Le taux de change : une situation précaire
La politique de change constitue l’un des points les plus sensibles de la stratégie du président Argentin. Après la dévaluation initiale, le gouvernement a tenté de stabiliser le peso pour enrayer les cercles vicieux d’inflation et de fuite vers le dollar. Cependant, la méfiance envers la monnaie nationale reste bien ancrée au sein de la population.
De plus, la stabilisation du peso a pesé d’autant plus sur l’économie argentine. Le taux de change réel (en comptant l’inflation) de la monnaie s’est en fait accru, rendant plus difficile les exportations, et augmentant les importations. Les entreprises argentines se sont vu perdre en compétitivité, dans un contexte déjà difficile.
Productivité et compétitivité : le défi de long terme
Au-delà des résultats conjoncturels, la réussite du programme de Milei dépendra de sa capacité à relancer la productivité argentine, en déclin depuis des années. La croissance de la productivité reste en effet le moteur de l’enrichissement durable d’un pays.
Le pays dispose d’atouts importants, notamment dans le secteur agricole et dans les industries liées à la transition énergétique, où ses ressources naturelles lui confèrent un avantage comparatif. Selon l’OCDE, l’Argentine devra investir massivement dans ses infrastructures, améliorer son système éducatif et judiciaire, et continuer à simplifier son environnement fiscal et réglementaire.
L’avenir argentin encore incertain
Les élections de mi-mandat du 26 octobre 2025 ont donné à Javier Milei un soutien politique renforcé pour poursuivre son expérience économique. En quasi-triplant sa base parlementaire, il dispose désormais d’une majorité plus confortable pour faire passer des réformes ambitieuses en vue de l’élection présidentielle de 2027. Le soutien du Trésor américain, qui est intervenu plusieurs fois pour soutenir le peso argentin, permet de dégager quelques marges de manœuvres.

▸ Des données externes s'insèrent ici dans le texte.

PR #480, opened 2026-04-30
Parse pretty dialect types

nchappe:
Currently only dialect types of the form `!a.b<c>` are supported.

This adds supports for dialect types of the form `!a.b`.


math-fehr (approved):
Thanks!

Cependant, plusieurs défis majeurs subsistent. On peut bien sûr citer la viabilité sociale du modèle : si la récession se prolonge ou si la reprise tarde à bénéficier aux classes populaires, la patience des Argentins pourrait s’épuiser, malgré les succès budgétaires et monétaires. Un second est celui de la coordination avec les provinces : l’OCDE rappelle que deux provinces (La Pampa et San Luis) n’ont toujours pas adhéré aux règles budgétaires nationales.
Le monde observe, et les leçons tirées de cette expérience résonneront bien au-delà du Río de la Plata.